*** Opening of RECORDS FOR PROCESSING ***

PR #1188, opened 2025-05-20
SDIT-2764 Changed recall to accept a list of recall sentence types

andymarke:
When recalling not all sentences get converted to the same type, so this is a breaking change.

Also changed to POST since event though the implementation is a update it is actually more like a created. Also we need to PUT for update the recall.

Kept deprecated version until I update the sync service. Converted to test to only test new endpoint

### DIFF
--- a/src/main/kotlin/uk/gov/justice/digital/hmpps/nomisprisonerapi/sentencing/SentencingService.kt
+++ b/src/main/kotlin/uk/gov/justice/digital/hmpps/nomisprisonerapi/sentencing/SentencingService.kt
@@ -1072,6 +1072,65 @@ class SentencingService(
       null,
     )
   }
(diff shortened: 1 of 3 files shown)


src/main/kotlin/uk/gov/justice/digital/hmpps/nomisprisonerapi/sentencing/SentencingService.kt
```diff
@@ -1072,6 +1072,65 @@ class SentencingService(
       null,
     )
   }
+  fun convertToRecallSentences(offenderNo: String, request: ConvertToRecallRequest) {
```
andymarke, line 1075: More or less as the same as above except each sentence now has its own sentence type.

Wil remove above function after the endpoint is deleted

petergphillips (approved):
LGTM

*** Close of RECORDS FOR PROCESSING ***
*** Opening of RECORDS FOR PROCESSING ***

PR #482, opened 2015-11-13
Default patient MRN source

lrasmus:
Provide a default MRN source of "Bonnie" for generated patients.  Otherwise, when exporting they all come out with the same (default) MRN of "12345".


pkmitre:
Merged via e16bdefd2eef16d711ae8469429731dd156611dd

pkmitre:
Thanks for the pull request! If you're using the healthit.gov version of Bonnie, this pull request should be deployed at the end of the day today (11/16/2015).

*** Close of RECORDS FOR PROCESSING ***

▶ **PROBLEM STATEMENT**:
Could you set down, word for word, only the lines above from the line with "PR #482, opened 2015-11-13" to the line with "Merged via e16bdefd2eef16d711ae8469429731dd156611dd", including both?

▶ **SOLUTION TO THE EXERCISE**:
PR #482, opened 2015-11-13
Default patient MRN source

lrasmus:
Provide a default MRN source of "Bonnie" for generated patients.  Otherwise, when exporting they all come out with the same (default) MRN of "12345".


pkmitre:
Merged via e16bdefd2eef16d711ae8469429731dd156611dd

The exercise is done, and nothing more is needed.